PR #1059, opened 2023-05-05
Inliner: rewrite IDs on decorations fix

SiebenCorgie:
Currently the inliner only rewrites IDs in the 'inlined_callee_blocks'. Therefore 'OpDecorate %id' on any '%id' that is rewritten is lost in this pass.

This fix applies the rewrite rules to all decorations as well.

### DIFF
--- a/CHANGELOG.md
+++ b/CHANGELOG.md
@@ -39,7 +39,7 @@ and this project adheres to [Semantic Versioning](https://semver.org/spec/v2.0.0
     (`0.11.1` for `wgpu 0.15`, `0.12.1` for `wgpu 0.16`, and any later versions)
 
 ### Fixed 🩹
-- [PR#1059](https://github.com/EmbarkStudios/rust-gpu/pull/1059) Fix bug where the `inline` pass would not rewrite `OpDecorate` IDs, which would subsequently loose those decorations in later DCE passes.
+- [PR#1059](https://github.com/EmbarkStudios/rust-gpu/pull/1059) fixed the `inline` pass not copying `OpDecorate`s in the callee (which led to their loss).
 
 ## [0.7.0]
 
--- a/CHANGELOG.md
+++ b/CHANGELOG.md
@@ -38,6 +38,9 @@ and this project adheres to [Semantic Versioning](https://semver.org/spec/v2.0.0
     you may be able to `cargo update -p naga` to update to a fixed `naga` version  
     (`0.11.1` for `wgpu 0.15`, `0.12.1` for `wgpu 0.16`, and any later versions)
 
+### Fixed 🩹
+- [PR#1059](https://github.com/EmbarkStudios/rust-gpu/pull/1059) Fix bug where the `inline` pass would not rewrite `OpDecorate` IDs, which would subsequently loose those decorations in later DCE passes.
+
 ## [0.7.0]
 
 ### Added ⭐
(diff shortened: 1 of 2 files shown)


eddyb (changes requested):
You need to *duplicate* annotations on inlining - you should try testing with multiple call sites. (also, you should update the CHANGELOG)

crates/rustc_codegen_spirv/src/linker/inline.rs
```diff
@@ -350,6 +352,24 @@ impl Inliner<'_, '_> {
...
 
+    ///Applies all rewrite rules to the decorations in the header.
+    fn apply_rewrite_for_decorations(&mut self, rewrite_rules: &FxHashMap<Word, Word>) {
+        // NOTE(siebencorgie): We don't care *what* decoration we rewrite atm. AFAIK there is no case where rewriting
+        // the decoration on inline wouldn't be valid.
+        for annotation_idx in 0..self.annotations.len() {
+            if self.annotations[annotation_idx].class.opcode == Op::Decorate {
+                if let Some(id) = self.annotations[annotation_idx].operands[0].id_ref_any_mut() {
+                    if let Some(&rewrite) = rewrite_rules.get(id) {
+                        //Copy decoration instruction and push it.
```
eddyb, line 363:
```suggestion
                        // Copy decoration instruction and push it.
```

crates/rustc_codegen_spirv/src/linker/inline.rs
```diff
@@ -350,6 +352,24 @@ impl Inliner<'_, '_> {
         result
     }
 
+    ///Applies all rewrite rules to the decorations in the header.
```
eddyb, line 355:
```suggestion
    /// Applies all rewrite rules to the decorations in the header.
```

CHANGELOG.md
```diff
@@ -38,6 +38,9 @@ and this project adheres to [Semantic Versioning](https://semver.org/spec/v2.0.0
     you may be able to `cargo update -p naga` to update to a fixed `naga` version  
     (`0.11.1` for `wgpu 0.15`, `0.12.1` for `wgpu 0.16`, and any later versions)
 
+### Fixed 🩹
+- [PR#1059](https://github.com/EmbarkStudios/rust-gpu/pull/1059) Fix bug where the `inline` pass would not rewrite `OpDecorate` IDs, which would subsequently loose those decorations in later DCE passes.
```
eddyb, line 42:
```suggestion
- [PR#1059](https://github.com/EmbarkStudios/rust-gpu/pull/1059) fixed the `inline` pass not copying `OpDecorate`s in the callee (which led to their loss).
```

crates/rustc_codegen_spirv/src/linker/inline.rs
```diff
@@ -350,6 +352,24 @@ impl Inliner<'_, '_> {
...
+    fn apply_rewrite_for_decorations(&mut self, rewrite_rules: &FxHashMap<Word, Word>) {
+        // NOTE(siebencorgie): We don't care *what* decoration we rewrite atm. AFAIK there is no case where rewriting
+        // the decoration on inline wouldn't be valid.
+        for annotation_idx in 0..self.annotations.len() {
+            if self.annotations[annotation_idx].class.opcode == Op::Decorate {
```
eddyb, line 360: Hmm this is enough for your usecase but it should be possible to extend it to all decorate instructions (which I'll need for late zombie reporting).

eddyb (changes requested):

eddyb (approved):

eddyb:
Sorry for the force push to your branch, had to rebase it to land it (I wonder if it's because of the merge commit you had - next time, use `git pull --rebase` instead of `git pull`, to avoid creating merge commits).

PR #1631, opened 2016-09-15
Fixes #1601: async for/with not formatted correctly

### LINKED ISSUE #1601: Formatting document (ctrl-k,d) removes async keyword in front of "async for"
Hi,

we are observing some very peculiar behavior while using the 'Format Document' function of Visual Studio in a Python project. The function removes the `async` keyword and any single line comment before it from in front of a `async for` statement, even though it recogizes async as a keyword. This can be summarized by the code snippets below:

Before CTRL-K,D
```python
logger.debug('some code here')
#Some comment
async for event in device.async_read_loop():
    logger.debug('dispatch event')
```

After CTRL-K,D
```python
logger.debug('some code here') for event in device.async_read_loop():
    logger.debug('dispatch event')
```

using :
```
Visual Studio 2015 Update 3 (v14.0.25425.01)
Python Tools 2.2.4
```

Best regards,

zooba:
Fixes #1601: async for/with not formatted correctly
Enables round-tripping of async for/with statements
Adds tests

### DIFF
--- a/Python/Product/Analysis/Parsing/Ast/ForStatement.cs
+++ b/Python/Product/Analysis/Parsing/Ast/ForStatement.cs
@@ -89,6 +89,10 @@ namespace Microsoft.PythonTools.Parsing.Ast {
 
         internal override void AppendCodeStringStmt(StringBuilder res, PythonAst ast, CodeFormattingOptions format) {
             format.ReflowComment(res, this.GetProceedingWhiteSpace(ast));
+            if (IsAsync) {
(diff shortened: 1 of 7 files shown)


huguesv:
👍 

Why do you validate the results 50 times?  Did you sometimes have false positive?

zooba:
My new test doesn't actually expect to see a change, but if it's broken then it changes. However, on the first time through we see the correct (unchanged) code and the test passes even without the fix.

────────

Your objective -> Scan the listing for the string "device" and copy every line that carries it.

Problem solution ->
async for event in device.async_read_loop():
logger.debug('some code here') for event in device.async_read_loop():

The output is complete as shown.